Apparently, url never serves as an identifier. Does that mean that, whenever relevant, I should prefer a combination of mainEntityOfPage and itemid instead of url, and that url should only be used for links related to the Thing, but never for the Thing’s main page?


Solution

  • While Microdata is not an RDF serialization, it’s close to one (see also: Microdata to RDF), and explaining this in RDF terms (using the Turtle serialization for examples) might be easier. You can convert Microdata snippets to Turtle with, for example, Gregg Kellogg’s RDF Distiller.

    With itemid

    An RDF triple consists of a subject, a predicate, and an object. For example:

    <http://dbpedia.org/resource/The_Lord_of_the_Rings> <http://www.w3.org/1999/02/22-rdf-syntax-ns#type> <https://schema.org/Book> .
    

    Or with prefixed names:

    @prefix dbr: <http://dbpedia.org/resource/> .
    @prefix rdf: <http://www.w3.org/1999/02/22-rdf-syntax-ns#> .
    @prefix schema: <http://schema.org/> .
    
    dbr:The_Lord_of_the_Rings rdf:type schema:Book .
    

    In Microdata, this triple could be encoded like this:

    <div itemid="http://dbpedia.org/resource/The_Lord_of_the_Rings" itemscope itemtype="https://schema.org/Book">
    </div>
    

    What this means: The thing with the IRI http://dbpedia.org/resource/The_Lord_of_the_Rings is a book.

    Without itemid

    Without itemid, you would have a blank node as subject:

    [] rdf:type schema:Book .
    
    <div itemscope itemtype="https://schema.org/Book">
    </div>
    

    What this means: something is a book / a book exists.

    About the subject IRI

    Is that identifier meant to be unique among other web pages of the same website, among entire World Wide Web or among just about the entire world ?

    • The IRI has to be universally unique.

    • The IRI doesn’t have to be a HTTP/HTTPS IRI. Even if it is a HTTP/HTTPS IRI, it doesn’t have to be resolvable on the Web.

    • The IRI has to represent the actual thing, not merely a document about that thing (unless you want to say something about that very document, of course).

      For example, the first IRI represents the intellectual creation of Tolkien, while the second and third IRIs represent documents about his intellectual creation:

      http://dbpedia.org/resource/The_Lord_of_the_Rings
      http://dbpedia.org/page/The_Lord_of_the_Rings
      https://en.wikipedia.org/wiki/The_Lord_of_the_Rings
      

      Saying that https://en.wikipedia.org/wiki/The_Lord_of_the_Rings is a schema:Book would be semantically wrong.

      If you reuse existing IRIs, you have to make sure to use them according to their definition.
      If you mint your own IRIs (under your own domain), you have to make sure to "reserve" them, so that their meaning (= what they represent) doesn’t change.

    Schema.org’s identifier and url properties

    what is the difference with the identifier property?

    While the identifier property could also hold the subject IRI as value, it can of course hold any other kind of identifier as well, and not all of them are IRIs.

    For example, if you sell a product in your webshop, you might want to provide its product ID as a string.
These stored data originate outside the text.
PR #4743, opened 2025-06-12
[Kernel] use Schema iterable for assigning IDs

emkornfield:
## 🥞 Stacked PR

---------

- [ ] Spark
- [ ] Standalone
- [ ] Flink
- [ ] Kernel
- [ ] Other (fill in here)


kernel/kernel-api/src/main/java/io/delta/kernel/internal/util/ColumnMapping.java
```diff
@@ -343,18 +343,19 @@ private static Optional<Metadata> assignColumnIdAndPhysicalName(
...
-                  isNewTable,
-                  useColumnIdForPhysicalName));
-    }
+    SchemaIterable schemaIterable = new SchemaIterable(oldSchema);
+    schemaIterable
+        .mutableStream()
+        .filter(SchemaIterable.MutableSchemaElement::isStructField)
+        .forEach(
+            mutableElement ->
+                mutableElement.updateField(
```
emkornfield: We could avoid some object churn here by modifying assignColumnIdAndPhysicalNameNameToField to only return a value if there is in fact a change.

emkornfield: done.

kernel/kernel-defaults/src/test/scala/io/delta/kernel/defaults/DeltaTableSchemaEvolutionSuite.scala
```diff
@@ -360,7 +360,7 @@ class DeltaTableSchemaEvolutionSuite extends DeltaTableWriteSuiteBase with Colum
 
       val structType = table.getLatestSnapshot(engine).getSchema
       assertColumnMapping(structType.get("a"), 1)
-      assertColumnMapping(structType.get("map"), 2)
```
emkornfield, line 363: this highlights one potential problem if the new old schema was created with an old library, and then modified with the new library it would change the order of fields.

This might be a more general problem though, if schema evolution of inserting a new element in a struct prior to an existing element.  If the new schema did not have type IDs this would be treated as a rename.

This might be an argument for putting in the effort to keep the column ordering consistent (but really what we want is intent based APIs).  For now we can maybe table this PR.

emkornfield:
closing this for now.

And as the IRI https://example.com/products/555#this represents the actual product (instead of the product page), you might want to provide the URL to the product page:

    <https://example.com/products/555#this> 
      rdf:type schema:Product ;
      schema:identifier "555" ; # better use a 'schema:PropertyValue' item here
      schema:url <https://example.com/products/555> .
    

    Now, if you do all this without providing a subject IRI, you get something close in meaning, but with the drawback that it’s harder for data consumers to integrate your data with their data, and with the drawback that you and others can’t easily link to that thing (which is arguably one of the core features of the Semantic Web):

    [] 
      rdf:type schema:Product ;
      schema:identifier <https://example.com/products/555#this> ; # better use a 'schema:PropertyValue' item here
      schema:identifier "555" ; # better use a 'schema:PropertyValue' item here
      schema:url <https://example.com/products/555> .
    

    If it’s possible for you to provide a subject IRI, there is no good reason not to do it.